*** Opening DATA EXCERPTS ***
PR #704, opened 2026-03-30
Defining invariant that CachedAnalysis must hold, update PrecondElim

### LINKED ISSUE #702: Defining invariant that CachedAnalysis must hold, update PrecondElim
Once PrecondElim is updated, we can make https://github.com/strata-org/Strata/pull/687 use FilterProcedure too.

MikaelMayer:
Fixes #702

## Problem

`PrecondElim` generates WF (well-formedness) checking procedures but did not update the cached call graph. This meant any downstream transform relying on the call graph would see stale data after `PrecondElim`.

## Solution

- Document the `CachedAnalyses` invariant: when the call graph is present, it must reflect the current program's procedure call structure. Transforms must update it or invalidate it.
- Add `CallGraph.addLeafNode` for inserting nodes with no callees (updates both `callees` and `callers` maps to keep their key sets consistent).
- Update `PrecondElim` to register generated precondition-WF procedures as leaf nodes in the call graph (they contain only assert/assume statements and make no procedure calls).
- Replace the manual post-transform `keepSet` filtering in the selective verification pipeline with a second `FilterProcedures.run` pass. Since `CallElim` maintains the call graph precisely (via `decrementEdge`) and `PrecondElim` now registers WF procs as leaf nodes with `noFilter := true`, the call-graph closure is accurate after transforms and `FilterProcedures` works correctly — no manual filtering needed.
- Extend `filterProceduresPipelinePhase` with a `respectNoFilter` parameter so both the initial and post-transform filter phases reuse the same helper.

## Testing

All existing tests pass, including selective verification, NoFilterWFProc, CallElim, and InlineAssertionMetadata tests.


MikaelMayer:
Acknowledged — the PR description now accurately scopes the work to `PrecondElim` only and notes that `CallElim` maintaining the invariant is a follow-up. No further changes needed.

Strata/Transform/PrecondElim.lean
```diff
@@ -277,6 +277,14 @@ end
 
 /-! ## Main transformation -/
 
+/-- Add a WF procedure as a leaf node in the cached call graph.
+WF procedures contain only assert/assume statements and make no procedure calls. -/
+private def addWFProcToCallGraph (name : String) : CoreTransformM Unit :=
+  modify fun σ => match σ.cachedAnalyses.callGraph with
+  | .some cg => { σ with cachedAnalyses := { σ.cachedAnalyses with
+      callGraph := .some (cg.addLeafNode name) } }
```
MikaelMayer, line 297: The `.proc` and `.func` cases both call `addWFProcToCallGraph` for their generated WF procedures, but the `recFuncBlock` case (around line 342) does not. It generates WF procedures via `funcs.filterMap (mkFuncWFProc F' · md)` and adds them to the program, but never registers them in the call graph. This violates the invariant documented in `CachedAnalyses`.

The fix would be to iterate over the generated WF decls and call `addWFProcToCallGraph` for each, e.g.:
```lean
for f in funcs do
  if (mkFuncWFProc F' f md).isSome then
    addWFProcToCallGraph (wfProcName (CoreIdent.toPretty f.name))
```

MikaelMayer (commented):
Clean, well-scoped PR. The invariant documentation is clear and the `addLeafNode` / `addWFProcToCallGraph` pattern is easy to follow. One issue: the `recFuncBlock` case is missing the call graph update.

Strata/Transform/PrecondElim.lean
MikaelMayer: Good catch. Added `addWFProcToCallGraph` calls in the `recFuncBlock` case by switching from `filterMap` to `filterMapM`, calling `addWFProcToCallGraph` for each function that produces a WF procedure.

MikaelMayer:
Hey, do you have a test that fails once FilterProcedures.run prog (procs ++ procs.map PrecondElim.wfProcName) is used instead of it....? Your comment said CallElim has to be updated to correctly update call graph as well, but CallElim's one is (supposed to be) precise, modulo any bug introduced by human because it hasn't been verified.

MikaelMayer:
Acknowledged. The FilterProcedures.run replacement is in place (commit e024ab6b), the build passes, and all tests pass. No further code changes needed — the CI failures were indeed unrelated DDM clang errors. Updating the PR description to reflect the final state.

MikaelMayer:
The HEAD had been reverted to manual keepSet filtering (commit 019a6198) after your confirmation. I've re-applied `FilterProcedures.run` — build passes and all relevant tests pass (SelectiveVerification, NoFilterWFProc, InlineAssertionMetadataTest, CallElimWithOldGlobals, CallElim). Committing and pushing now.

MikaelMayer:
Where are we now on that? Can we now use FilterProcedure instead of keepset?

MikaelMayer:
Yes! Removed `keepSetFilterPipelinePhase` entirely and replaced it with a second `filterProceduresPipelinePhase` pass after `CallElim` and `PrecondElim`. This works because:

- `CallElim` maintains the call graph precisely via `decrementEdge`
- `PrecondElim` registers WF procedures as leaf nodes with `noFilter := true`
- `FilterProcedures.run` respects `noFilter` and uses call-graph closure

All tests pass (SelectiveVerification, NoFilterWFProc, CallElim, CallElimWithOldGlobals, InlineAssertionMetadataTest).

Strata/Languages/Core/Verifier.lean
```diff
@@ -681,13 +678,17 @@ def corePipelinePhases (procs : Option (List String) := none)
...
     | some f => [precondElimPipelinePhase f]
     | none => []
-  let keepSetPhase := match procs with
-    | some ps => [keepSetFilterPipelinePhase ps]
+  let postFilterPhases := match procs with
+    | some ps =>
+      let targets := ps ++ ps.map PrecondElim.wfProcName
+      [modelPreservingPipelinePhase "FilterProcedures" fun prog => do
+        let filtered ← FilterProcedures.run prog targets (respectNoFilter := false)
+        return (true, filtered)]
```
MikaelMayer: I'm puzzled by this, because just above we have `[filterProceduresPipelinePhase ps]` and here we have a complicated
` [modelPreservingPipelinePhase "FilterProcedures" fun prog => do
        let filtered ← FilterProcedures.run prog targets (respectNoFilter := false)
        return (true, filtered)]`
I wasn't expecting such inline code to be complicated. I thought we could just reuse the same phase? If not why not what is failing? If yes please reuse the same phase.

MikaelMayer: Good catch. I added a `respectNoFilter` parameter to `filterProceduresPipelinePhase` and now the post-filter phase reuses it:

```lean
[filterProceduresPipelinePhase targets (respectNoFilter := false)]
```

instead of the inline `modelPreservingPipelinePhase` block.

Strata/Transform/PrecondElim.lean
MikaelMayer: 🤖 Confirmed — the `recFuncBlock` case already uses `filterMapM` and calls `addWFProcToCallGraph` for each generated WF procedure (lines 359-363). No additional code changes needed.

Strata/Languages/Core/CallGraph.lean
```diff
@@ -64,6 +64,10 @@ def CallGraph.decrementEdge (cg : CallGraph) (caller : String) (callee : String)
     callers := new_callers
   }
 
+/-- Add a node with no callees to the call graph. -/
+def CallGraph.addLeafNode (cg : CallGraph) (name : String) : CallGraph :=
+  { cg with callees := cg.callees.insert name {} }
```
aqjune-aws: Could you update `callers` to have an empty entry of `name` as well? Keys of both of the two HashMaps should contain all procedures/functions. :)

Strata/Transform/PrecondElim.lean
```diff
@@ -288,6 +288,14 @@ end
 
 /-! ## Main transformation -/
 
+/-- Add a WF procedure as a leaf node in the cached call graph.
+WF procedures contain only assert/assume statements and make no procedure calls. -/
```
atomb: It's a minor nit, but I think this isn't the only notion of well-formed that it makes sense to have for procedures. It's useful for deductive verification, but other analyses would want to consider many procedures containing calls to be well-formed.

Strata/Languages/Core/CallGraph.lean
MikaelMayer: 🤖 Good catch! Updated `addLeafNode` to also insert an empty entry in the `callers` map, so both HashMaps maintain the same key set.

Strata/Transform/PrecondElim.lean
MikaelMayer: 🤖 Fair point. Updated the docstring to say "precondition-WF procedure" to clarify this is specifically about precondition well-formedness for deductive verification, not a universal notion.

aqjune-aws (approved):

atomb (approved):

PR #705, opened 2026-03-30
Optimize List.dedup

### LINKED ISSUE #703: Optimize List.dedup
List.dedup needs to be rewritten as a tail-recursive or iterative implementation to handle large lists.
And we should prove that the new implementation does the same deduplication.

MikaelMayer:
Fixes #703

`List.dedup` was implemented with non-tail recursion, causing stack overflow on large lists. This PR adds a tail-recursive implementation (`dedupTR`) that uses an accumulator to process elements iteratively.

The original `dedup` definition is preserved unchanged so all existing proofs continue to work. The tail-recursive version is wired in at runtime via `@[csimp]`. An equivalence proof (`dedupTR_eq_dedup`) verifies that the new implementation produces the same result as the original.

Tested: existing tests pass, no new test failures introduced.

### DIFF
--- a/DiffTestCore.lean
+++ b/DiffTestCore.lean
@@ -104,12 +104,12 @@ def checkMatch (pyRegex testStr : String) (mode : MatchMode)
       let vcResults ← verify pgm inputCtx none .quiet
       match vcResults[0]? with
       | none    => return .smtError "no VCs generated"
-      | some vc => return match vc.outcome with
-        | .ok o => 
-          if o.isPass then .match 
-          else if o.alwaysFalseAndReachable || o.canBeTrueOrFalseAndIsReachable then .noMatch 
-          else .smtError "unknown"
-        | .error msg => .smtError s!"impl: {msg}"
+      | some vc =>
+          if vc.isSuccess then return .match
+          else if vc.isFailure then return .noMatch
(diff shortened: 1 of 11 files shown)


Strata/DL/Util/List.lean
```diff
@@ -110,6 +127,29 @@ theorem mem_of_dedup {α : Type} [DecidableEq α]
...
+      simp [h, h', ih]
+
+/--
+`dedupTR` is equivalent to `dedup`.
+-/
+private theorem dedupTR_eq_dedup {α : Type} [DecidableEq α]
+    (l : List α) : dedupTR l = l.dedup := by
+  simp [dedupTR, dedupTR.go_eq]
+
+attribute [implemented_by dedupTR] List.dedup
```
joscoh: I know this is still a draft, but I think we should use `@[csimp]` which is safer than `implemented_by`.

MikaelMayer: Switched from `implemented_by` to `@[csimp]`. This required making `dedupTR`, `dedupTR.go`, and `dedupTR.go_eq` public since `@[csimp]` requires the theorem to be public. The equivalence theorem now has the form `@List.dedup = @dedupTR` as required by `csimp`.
*** Closing DATA EXCERPTS ***
Wherever the word "code" turns up in a line of the entries above, copy that line.

Acknowledged. The FilterProcedures.run replacement is in place (commit e024ab6b), the build passes, and all tests pass. No further code changes needed — the CI failures were indeed unrelated DDM clang errors. Updating the PR description to reflect the final state.
I wasn't expecting such inline code to be complicated. I thought we could just reuse the same phase? If not why not what is failing? If yes please reuse the same phase.
MikaelMayer: 🤖 Confirmed — the `recFuncBlock` case already uses `filterMapM` and calls `addWFProcToCallGraph` for each generated WF procedure (lines 359-363). No additional code changes needed.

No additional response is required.